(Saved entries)
((
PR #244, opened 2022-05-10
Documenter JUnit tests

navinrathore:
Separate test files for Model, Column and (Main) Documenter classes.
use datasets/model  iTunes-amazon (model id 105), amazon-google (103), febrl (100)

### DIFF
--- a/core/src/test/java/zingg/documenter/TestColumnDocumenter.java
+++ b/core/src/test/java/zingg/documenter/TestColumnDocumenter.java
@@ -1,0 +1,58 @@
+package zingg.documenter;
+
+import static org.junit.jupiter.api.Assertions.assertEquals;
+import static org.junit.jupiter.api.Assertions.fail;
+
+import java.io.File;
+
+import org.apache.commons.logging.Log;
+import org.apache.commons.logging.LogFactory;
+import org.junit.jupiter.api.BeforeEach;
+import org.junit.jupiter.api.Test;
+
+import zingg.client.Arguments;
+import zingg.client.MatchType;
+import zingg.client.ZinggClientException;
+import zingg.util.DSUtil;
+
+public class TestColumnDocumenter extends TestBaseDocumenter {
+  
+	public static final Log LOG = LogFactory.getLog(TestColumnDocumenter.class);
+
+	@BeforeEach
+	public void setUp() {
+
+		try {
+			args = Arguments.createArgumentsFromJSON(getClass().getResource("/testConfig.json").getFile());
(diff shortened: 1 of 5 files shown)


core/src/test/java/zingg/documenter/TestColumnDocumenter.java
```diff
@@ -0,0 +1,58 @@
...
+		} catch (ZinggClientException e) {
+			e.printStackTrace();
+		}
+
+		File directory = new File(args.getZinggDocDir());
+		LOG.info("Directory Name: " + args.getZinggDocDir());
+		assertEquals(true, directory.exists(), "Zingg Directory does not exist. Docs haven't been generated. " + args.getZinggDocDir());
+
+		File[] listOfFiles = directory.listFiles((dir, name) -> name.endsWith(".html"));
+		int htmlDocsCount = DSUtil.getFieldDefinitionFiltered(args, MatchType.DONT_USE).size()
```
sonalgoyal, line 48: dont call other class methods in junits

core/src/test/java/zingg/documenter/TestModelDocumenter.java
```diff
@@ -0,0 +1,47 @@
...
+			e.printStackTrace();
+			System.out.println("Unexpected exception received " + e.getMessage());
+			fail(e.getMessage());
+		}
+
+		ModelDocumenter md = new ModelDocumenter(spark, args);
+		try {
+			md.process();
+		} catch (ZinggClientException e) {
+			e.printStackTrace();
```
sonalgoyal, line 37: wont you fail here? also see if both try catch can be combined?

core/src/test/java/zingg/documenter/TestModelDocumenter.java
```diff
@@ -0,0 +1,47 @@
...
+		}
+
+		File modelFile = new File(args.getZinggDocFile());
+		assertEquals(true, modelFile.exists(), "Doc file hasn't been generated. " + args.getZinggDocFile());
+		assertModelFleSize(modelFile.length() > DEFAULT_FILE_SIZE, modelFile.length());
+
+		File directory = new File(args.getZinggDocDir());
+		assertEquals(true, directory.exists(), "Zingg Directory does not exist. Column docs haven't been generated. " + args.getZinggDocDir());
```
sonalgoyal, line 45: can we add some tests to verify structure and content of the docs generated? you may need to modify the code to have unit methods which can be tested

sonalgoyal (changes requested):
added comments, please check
))
((
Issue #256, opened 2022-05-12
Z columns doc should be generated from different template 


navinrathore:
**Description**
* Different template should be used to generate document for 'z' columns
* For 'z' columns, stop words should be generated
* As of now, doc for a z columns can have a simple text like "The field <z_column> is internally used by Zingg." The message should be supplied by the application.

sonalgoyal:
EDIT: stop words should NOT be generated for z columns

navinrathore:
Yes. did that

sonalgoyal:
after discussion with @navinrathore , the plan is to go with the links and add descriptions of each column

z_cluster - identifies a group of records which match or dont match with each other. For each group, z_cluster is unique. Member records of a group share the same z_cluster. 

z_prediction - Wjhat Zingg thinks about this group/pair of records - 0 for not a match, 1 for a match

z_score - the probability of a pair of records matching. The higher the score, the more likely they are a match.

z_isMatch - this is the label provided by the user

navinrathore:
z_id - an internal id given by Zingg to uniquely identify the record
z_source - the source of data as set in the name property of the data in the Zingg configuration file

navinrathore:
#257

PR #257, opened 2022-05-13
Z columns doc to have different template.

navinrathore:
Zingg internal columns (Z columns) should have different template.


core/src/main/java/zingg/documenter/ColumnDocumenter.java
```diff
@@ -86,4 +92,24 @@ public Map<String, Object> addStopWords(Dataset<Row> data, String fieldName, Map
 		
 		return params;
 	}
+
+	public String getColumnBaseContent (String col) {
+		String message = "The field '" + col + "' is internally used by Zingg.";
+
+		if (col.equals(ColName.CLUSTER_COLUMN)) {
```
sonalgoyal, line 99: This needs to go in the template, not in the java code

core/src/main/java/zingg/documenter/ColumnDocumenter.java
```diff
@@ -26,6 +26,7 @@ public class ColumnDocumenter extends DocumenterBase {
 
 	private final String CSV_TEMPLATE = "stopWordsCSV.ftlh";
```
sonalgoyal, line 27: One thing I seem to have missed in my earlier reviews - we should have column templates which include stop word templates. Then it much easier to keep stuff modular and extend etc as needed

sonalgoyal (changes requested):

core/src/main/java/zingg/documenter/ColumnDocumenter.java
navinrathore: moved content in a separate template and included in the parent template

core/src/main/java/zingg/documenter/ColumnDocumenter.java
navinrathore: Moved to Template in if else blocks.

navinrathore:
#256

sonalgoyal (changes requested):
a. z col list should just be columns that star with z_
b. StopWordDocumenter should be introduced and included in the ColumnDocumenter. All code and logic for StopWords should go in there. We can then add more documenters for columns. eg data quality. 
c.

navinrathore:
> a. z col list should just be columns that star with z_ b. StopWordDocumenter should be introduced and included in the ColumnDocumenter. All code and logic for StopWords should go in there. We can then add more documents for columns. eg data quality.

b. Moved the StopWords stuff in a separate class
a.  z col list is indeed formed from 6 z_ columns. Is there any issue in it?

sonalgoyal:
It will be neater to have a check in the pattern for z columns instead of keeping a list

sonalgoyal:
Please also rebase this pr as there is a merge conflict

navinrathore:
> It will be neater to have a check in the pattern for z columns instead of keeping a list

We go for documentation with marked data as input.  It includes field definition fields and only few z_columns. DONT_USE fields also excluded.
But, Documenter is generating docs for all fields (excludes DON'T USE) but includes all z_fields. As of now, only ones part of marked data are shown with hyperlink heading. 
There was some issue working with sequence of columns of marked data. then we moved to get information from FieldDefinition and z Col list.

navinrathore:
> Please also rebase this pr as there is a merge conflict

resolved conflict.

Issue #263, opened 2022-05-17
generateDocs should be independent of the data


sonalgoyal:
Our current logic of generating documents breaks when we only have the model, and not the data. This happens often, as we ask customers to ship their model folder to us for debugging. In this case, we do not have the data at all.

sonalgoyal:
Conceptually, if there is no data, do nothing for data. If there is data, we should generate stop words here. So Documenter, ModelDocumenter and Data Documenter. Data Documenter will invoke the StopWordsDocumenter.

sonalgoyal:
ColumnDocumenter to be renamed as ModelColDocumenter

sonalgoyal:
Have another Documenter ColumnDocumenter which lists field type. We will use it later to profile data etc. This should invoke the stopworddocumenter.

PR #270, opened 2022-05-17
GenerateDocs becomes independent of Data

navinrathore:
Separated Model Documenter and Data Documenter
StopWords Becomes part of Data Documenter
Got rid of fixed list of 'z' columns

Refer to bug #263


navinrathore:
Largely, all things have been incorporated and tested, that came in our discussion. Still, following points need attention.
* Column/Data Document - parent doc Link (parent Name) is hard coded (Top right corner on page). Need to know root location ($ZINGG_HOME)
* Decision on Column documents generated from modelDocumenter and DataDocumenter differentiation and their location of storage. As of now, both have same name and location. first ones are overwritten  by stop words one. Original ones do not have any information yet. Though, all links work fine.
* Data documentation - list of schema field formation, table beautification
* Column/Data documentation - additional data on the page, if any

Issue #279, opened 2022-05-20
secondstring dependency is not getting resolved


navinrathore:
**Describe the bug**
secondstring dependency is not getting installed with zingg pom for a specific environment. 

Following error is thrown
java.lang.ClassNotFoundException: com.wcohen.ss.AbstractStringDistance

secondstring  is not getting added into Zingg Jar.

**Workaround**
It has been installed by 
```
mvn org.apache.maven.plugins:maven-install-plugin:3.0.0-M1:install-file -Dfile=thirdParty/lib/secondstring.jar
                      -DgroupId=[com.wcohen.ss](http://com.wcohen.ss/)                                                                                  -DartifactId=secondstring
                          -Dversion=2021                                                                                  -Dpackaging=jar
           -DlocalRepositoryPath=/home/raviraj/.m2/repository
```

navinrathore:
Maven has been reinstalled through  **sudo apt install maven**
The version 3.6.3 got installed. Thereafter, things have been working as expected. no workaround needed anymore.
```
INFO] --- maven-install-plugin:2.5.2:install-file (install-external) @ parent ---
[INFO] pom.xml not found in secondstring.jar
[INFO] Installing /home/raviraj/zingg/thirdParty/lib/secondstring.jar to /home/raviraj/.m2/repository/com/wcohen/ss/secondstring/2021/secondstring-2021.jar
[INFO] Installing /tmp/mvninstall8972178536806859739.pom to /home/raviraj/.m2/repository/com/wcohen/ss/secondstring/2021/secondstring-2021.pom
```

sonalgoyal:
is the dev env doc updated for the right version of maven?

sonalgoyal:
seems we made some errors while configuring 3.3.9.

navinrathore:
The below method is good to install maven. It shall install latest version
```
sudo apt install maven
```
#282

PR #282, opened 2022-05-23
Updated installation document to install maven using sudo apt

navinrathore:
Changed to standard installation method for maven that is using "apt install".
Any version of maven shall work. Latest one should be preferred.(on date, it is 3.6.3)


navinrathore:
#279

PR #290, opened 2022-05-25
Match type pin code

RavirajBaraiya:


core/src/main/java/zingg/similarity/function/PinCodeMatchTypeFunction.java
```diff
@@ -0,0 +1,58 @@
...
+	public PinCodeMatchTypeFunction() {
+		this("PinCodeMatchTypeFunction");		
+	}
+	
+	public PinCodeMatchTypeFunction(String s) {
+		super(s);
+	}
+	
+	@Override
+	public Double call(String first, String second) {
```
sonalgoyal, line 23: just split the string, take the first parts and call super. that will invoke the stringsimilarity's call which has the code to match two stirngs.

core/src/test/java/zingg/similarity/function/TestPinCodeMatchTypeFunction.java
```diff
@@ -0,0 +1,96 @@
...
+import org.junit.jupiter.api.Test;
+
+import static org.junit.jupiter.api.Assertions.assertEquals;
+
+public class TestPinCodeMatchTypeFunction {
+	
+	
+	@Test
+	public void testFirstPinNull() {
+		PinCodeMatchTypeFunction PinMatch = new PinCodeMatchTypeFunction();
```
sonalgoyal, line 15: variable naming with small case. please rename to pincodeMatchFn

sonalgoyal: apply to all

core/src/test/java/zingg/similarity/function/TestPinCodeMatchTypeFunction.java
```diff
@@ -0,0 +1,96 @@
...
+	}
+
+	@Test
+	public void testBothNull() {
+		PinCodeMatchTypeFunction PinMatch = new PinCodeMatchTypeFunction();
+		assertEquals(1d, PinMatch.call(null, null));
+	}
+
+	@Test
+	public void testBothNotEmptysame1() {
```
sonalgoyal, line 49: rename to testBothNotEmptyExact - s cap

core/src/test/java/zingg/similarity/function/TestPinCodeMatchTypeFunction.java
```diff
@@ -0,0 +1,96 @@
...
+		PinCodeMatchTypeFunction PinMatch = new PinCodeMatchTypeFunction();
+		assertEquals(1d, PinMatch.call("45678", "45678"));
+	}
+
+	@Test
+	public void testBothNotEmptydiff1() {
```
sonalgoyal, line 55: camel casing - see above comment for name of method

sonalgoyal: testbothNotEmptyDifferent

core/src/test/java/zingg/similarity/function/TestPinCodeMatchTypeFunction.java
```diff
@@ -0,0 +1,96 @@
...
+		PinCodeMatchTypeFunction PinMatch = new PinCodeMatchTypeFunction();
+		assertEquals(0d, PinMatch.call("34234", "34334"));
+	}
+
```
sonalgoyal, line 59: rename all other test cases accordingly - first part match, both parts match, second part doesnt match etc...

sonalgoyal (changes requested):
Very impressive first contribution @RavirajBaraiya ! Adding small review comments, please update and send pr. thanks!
))
((
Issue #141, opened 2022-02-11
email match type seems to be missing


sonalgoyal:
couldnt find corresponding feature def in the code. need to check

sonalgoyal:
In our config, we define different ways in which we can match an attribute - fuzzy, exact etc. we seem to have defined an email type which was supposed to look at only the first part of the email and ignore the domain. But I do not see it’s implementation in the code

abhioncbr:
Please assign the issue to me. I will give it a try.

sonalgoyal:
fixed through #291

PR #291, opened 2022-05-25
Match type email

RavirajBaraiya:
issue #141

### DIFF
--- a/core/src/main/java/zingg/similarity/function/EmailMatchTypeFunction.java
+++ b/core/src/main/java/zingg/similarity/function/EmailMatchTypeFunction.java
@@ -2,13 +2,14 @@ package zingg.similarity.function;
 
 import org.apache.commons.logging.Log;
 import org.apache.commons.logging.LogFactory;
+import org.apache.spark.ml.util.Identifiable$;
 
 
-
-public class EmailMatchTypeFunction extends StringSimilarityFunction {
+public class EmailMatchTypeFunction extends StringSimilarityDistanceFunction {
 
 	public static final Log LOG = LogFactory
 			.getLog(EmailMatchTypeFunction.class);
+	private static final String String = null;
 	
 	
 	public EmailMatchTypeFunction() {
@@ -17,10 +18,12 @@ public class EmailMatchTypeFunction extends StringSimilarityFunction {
))
• _What to produce_
Working through the data above, find every line holding "sudo" and copy it.

• _Problem solution_
Maven has been reinstalled through  **sudo apt install maven**
sudo apt install maven
Updated installation document to install maven using sudo apt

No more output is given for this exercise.